**Prompt:**
Stopping right after the line with "- Updates and fixes the tree routing protocol", please reproduce the material below exactly from its first line.
▬▬▬▬▬▬▬▬▬▬
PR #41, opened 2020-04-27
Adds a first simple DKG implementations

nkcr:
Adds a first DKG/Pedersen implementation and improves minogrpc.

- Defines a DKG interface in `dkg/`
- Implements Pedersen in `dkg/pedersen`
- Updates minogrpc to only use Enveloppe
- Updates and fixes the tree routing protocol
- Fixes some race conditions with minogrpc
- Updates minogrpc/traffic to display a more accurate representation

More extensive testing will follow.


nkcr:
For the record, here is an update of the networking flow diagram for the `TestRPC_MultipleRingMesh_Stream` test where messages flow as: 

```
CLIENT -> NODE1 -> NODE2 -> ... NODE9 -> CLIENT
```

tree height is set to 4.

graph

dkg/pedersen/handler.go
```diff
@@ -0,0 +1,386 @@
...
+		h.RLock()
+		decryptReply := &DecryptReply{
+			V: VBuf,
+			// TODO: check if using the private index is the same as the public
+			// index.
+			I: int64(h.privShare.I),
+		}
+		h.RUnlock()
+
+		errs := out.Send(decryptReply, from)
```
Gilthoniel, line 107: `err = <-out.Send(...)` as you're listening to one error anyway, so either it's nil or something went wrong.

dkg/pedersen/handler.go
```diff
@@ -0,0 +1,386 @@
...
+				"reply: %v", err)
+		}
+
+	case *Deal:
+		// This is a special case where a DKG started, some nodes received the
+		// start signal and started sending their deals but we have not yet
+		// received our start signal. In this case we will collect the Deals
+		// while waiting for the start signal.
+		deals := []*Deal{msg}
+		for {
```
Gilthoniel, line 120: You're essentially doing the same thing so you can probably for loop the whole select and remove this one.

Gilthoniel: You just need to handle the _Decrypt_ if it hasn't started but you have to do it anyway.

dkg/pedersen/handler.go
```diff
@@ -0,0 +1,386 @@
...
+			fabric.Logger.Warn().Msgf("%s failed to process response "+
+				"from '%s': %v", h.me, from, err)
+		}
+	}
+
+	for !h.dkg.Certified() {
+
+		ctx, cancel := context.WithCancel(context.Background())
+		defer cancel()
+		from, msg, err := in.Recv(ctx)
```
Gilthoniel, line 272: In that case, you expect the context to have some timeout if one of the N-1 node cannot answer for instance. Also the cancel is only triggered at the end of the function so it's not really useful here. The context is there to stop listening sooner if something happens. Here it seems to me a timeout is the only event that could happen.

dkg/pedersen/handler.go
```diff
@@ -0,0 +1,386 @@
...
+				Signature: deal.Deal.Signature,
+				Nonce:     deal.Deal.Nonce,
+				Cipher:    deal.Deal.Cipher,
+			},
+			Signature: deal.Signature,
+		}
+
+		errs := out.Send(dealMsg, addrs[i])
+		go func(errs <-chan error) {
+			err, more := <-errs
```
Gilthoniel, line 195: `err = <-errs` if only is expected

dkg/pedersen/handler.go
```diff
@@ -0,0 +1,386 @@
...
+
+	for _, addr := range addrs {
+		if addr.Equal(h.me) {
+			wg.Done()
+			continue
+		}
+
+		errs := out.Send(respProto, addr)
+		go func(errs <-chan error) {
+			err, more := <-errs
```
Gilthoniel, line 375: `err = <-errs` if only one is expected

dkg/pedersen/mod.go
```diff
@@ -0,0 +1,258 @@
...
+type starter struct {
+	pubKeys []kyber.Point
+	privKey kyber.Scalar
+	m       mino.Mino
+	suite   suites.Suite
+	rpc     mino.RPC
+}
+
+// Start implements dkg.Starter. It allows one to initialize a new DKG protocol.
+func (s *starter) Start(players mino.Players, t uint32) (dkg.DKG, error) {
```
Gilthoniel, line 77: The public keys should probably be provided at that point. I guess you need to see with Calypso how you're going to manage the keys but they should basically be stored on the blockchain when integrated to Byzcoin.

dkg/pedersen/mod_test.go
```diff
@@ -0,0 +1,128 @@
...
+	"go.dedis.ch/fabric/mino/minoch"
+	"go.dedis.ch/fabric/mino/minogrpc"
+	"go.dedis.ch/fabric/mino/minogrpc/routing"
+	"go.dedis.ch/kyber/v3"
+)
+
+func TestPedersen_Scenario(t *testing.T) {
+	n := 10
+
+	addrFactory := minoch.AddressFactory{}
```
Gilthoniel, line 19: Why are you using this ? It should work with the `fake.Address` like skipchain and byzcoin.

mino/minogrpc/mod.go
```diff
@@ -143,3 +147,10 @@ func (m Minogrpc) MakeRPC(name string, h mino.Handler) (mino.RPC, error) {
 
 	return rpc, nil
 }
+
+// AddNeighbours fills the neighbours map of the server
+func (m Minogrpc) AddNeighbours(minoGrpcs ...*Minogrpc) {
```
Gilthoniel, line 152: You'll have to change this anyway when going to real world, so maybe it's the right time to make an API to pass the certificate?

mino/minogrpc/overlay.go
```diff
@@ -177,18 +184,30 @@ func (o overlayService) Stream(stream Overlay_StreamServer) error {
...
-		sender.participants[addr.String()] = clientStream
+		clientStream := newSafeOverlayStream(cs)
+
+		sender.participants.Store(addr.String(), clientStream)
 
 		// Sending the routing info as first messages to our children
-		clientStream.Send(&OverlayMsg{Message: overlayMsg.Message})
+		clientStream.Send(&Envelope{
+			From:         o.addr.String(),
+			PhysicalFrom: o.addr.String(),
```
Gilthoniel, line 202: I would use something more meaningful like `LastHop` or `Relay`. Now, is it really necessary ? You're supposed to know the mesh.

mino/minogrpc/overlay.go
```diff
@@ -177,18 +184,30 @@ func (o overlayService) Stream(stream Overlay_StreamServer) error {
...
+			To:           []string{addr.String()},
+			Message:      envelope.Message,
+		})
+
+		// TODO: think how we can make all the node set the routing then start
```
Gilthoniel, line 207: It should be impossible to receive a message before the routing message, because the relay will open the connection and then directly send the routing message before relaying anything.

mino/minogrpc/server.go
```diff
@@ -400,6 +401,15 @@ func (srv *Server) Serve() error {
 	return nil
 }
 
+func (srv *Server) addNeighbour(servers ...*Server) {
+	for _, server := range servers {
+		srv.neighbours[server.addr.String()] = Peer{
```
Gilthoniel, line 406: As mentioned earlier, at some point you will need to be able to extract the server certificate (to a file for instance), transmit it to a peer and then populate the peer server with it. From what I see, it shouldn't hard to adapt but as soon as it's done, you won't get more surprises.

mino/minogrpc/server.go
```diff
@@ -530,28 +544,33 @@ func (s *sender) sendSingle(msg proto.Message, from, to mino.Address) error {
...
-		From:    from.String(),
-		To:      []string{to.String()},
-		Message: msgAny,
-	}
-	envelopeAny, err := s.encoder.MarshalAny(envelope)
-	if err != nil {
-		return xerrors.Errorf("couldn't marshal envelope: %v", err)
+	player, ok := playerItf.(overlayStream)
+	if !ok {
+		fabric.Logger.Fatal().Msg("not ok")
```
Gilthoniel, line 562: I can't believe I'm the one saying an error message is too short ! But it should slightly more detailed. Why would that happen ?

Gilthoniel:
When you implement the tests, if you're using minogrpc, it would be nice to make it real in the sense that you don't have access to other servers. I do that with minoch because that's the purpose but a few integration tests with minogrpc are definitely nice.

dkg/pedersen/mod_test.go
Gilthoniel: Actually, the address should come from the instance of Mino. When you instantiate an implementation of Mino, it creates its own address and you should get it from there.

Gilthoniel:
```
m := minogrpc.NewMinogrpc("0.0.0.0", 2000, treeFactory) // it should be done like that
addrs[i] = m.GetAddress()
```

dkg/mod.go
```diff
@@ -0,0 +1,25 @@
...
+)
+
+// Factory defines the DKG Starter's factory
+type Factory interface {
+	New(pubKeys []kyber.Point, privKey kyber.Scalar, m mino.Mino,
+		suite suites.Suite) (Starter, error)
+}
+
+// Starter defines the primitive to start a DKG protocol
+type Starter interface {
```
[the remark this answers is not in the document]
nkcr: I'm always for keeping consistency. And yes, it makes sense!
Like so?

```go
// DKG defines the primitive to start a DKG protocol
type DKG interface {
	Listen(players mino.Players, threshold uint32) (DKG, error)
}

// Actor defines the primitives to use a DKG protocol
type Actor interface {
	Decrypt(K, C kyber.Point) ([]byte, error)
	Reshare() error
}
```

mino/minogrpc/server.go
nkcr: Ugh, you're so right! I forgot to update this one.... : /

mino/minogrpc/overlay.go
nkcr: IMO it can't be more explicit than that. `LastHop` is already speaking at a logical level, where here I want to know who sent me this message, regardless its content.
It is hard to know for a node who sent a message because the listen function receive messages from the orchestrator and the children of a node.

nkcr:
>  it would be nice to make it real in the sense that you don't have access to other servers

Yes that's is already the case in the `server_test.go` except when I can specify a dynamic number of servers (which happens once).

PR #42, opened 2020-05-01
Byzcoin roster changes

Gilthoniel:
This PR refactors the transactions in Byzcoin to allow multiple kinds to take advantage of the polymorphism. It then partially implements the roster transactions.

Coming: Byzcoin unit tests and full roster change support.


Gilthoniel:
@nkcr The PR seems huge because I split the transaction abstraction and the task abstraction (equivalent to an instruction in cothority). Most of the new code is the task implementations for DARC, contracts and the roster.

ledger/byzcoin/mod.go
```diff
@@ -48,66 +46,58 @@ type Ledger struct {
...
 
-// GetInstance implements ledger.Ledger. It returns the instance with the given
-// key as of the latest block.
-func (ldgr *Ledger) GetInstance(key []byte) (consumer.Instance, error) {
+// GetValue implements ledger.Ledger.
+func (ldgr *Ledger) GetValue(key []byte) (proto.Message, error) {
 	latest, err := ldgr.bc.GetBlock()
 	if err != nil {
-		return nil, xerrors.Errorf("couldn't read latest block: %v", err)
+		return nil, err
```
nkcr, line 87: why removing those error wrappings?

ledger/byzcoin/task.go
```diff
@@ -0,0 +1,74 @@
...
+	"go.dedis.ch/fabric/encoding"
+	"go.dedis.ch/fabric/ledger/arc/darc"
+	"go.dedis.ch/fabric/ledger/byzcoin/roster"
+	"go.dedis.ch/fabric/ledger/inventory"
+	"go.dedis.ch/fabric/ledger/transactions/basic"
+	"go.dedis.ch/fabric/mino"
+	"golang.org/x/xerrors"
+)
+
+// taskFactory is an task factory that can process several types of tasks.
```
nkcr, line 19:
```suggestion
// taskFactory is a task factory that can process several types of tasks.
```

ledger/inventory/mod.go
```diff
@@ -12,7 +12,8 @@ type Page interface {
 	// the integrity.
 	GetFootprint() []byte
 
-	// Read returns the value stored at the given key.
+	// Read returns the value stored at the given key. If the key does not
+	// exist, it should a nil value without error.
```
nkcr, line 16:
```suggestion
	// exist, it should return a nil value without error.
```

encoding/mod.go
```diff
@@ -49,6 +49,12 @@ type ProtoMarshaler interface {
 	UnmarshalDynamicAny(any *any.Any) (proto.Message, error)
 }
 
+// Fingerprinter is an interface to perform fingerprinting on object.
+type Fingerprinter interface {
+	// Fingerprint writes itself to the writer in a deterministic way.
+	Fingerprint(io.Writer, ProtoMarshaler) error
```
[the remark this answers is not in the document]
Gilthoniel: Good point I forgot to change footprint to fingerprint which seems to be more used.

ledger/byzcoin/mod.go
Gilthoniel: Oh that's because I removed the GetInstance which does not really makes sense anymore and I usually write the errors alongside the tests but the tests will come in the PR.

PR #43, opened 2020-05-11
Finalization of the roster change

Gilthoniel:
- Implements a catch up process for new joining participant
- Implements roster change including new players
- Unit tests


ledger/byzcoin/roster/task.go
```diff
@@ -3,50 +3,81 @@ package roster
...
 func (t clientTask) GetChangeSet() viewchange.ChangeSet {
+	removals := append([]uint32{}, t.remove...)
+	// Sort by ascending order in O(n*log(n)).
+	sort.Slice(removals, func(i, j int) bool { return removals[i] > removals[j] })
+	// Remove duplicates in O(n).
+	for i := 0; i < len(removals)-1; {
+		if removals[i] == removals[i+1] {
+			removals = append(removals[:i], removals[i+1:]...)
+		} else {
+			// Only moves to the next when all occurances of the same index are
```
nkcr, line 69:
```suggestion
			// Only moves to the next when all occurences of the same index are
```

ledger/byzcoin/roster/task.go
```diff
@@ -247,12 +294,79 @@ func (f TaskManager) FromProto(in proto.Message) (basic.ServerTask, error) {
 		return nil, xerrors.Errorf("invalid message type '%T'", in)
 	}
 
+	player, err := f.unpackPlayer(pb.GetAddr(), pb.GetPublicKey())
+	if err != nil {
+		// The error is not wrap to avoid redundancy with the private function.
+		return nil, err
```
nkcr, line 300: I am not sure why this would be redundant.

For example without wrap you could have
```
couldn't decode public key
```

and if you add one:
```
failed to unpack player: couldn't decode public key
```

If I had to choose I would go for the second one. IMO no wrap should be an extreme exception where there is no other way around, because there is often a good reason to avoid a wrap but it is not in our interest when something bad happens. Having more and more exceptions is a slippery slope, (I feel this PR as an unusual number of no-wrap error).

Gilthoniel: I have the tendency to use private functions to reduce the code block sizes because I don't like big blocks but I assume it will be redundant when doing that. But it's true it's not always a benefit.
▬▬▬▬▬▬▬▬▬▬
**Response area:**
PR #41, opened 2020-04-27
Adds a first simple DKG implementations

nkcr:
Adds a first DKG/Pedersen implementation and improves minogrpc.

- Defines a DKG interface in `dkg/`
- Implements Pedersen in `dkg/pedersen`
- Updates minogrpc to only use Enveloppe
- Updates and fixes the tree routing protocol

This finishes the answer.